BEGIN

PR #30771, opened 2025-01-26
fix(nuxt): allow restarting nuxt on paths outside `srcDir`

danielroe:
### 📚 Description

With upcoming change to move local `modules/` out of the `srcDir`, changes to local modules no longer trigger restarts

this PR allows watching selected paths outside of `srcDir` (adding them individually to the existing watcher).

### DIFF
--- a/packages/nuxt/src/core/nuxt.ts
+++ b/packages/nuxt/src/core/nuxt.ts
@@ -414,7 +414,6 @@ async function initNuxt (nuxt: Nuxt) {
   await nuxt.callHook('modules:before')
   const modulesToInstall = new Map<string | NuxtModule, Record<string, any>>()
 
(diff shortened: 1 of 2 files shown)


Akryum (approved):

packages/nuxt/src/core/nuxt.ts
```diff
@@ -660,10 +659,6 @@ export default defineNuxtPlugin({
 
   nuxt.hooks.hook('builder:watch', (event, relativePath) => {
     const path = resolve(nuxt.options.srcDir, relativePath)
-    // Local module patterns
-    if (watchedPaths.has(path)) {
-      return nuxt.callHook('restart', { hard: true })
```
danielroe, line 665: note to self - we may have lost the hard restart - will need to confirm

PR #30774, opened 2025-01-26
fix(kit): load `@nuxt/schema` from `nuxt` package dir

danielroe:
### 📚 Description

this addresses a potential issue we had - that every nuxt kit brought its own version of the nuxt defaults, whereas we only want to load the version of nuxt's defaults that matches the version of nuxt.

more changes/refactors will be made to this part of the code, but this is a separate fix we can either merge in now, or keep pending until we move more of the defaults into nuxt itself

### DIFF
--- a/packages/kit/package.json
+++ b/packages/kit/package.json
@@ -27,7 +27,6 @@
     "test:attw": "attw --pack"
   },
   "dependencies": {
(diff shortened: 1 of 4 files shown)


huang-julien (approved):
:+1:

END

**DESCRIPTION OF THE TASK**.
Set down the lines of the listing word for word, from its first line through the line containing "(diff shortened: 1 of 2 files shown)". Both of those lines belong in the answer, and no others do.

**RESPONSE FOR THIS EXERCISE**.
PR #30771, opened 2025-01-26
fix(nuxt): allow restarting nuxt on paths outside `srcDir`

danielroe:
### 📚 Description

With upcoming change to move local `modules/` out of the `srcDir`, changes to local modules no longer trigger restarts

this PR allows watching selected paths outside of `srcDir` (adding them individually to the existing watcher).

### DIFF
--- a/packages/nuxt/src/core/nuxt.ts
+++ b/packages/nuxt/src/core/nuxt.ts
@@ -414,7 +414,6 @@ async function initNuxt (nuxt: Nuxt) {
   await nuxt.callHook('modules:before')
   const modulesToInstall = new Map<string | NuxtModule, Record<string, any>>()
 
(diff shortened: 1 of 2 files shown)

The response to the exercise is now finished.